I thought about Chase nearly every time Mom brought the tweezers out of her makeup basket. Most people underestimated Mom’s doggedness. I usually didn’t make that mistake, but as she shaped sleek dark arches above her eyes, I flinched watching her. She held me waiting on something her mind had already formed into a boulder, so steady was her precision as she leaned into the mirror, her complete and unhurried calm. Only Mom could turn tweezing into the hands of an interminable clock.  

She set the tweezers back in her makeup basket.

“I know you shaved your legs.”

I am sure now Mom found traces of my transgression: her razor in the wrong spot on the rim of the tub; a trail of small hairs dried near the drain. But none of this occurred to me as I stood dumb in the doorway of Mom’s bathroom. I was a trusting child. I felt she’d caught me in the act, a shining razor in my hand.

“Do you want to know how I know?” she asked.

She turned from the mirror and faced me. “God told me.” Her lips pinched to the side as though she heard the words fresh from the Lord again. I felt I heard them too, in the air above us. “K.D. shaved her legs.” A sobless, unquivering stream of tears sprang down Mom’s face. I thought she was crying because I’d deceived her and ruined part of my body, and in so doing broken something in my relationship to her. I still think that’s what she wanted to convey. But two decades later, I know Mom’s bait and switch. She didn’t call me to the bathroom to show her pain. Mom wanted me to understand God shared an omnipotent line with her. Nothing escaped his notice, nothing hers. I would be made to believe it that very morning.
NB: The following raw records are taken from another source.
PR #111, opened 2024-11-04
fix sign in page height

fzhao99:
sets the sign in page content to fill up the whole width between the header / footer since I pulled out the grid styling on the main container that made it work before 😅 .

### DIFF
--- a/query-connector/src/app/query/components/footer/footer.module.scss
+++ b/query-connector/src/app/query/components/footer/footer.module.scss
@@ -1,7 +1,7 @@
 @use "../../../../styles/_variables" as *;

My mother and her holy panopticon.


Stockyard air, thick with manure and grass and chemical, wicked the tent walls. My eyes fixed on the evangelist. He stood at the fore under crossed tent poles that doubled as a kind of crucifixion and he fussed up a drizzle across his forehead. The evangelist looked made of Thanksgiving leftovers, lumpy and beige. He wrapped his hand around the microphone and the speakers popped and buzzed with the weight of it. He exhaled. If I’d been more of a rebel, I would have rolled my eyes. If I’d been more like Dad, I’d have nodded and said, “Tonight’s the night.” Mom closed her eyes and mouthed the words to a silent prayer. But I peeled my legs up from my seat and tucked my hands underneath them. Something like an invisible string between my shoulder blades tugged my back into a stake. I didn’t cuss back then, so I whispered, “Please.”

“You are called to make your requests known!” the evangelist boomed. “Believe and you will receive it!” His cheap PA system vibrated with the ancient truth. I’d heard the words before, when preachers prayed over Dad. When Mom prayed at night. Our prayers wove together scripture from all parts of the Bible, most of which Mom taught my siblings and me to memorize each morning before we did our math lessons. The evangelist’s words came, in part, from the Gospel of Mark. Even now I remember them: “Whatever you ask in prayer, believe that you have received it, and it will be yours.”   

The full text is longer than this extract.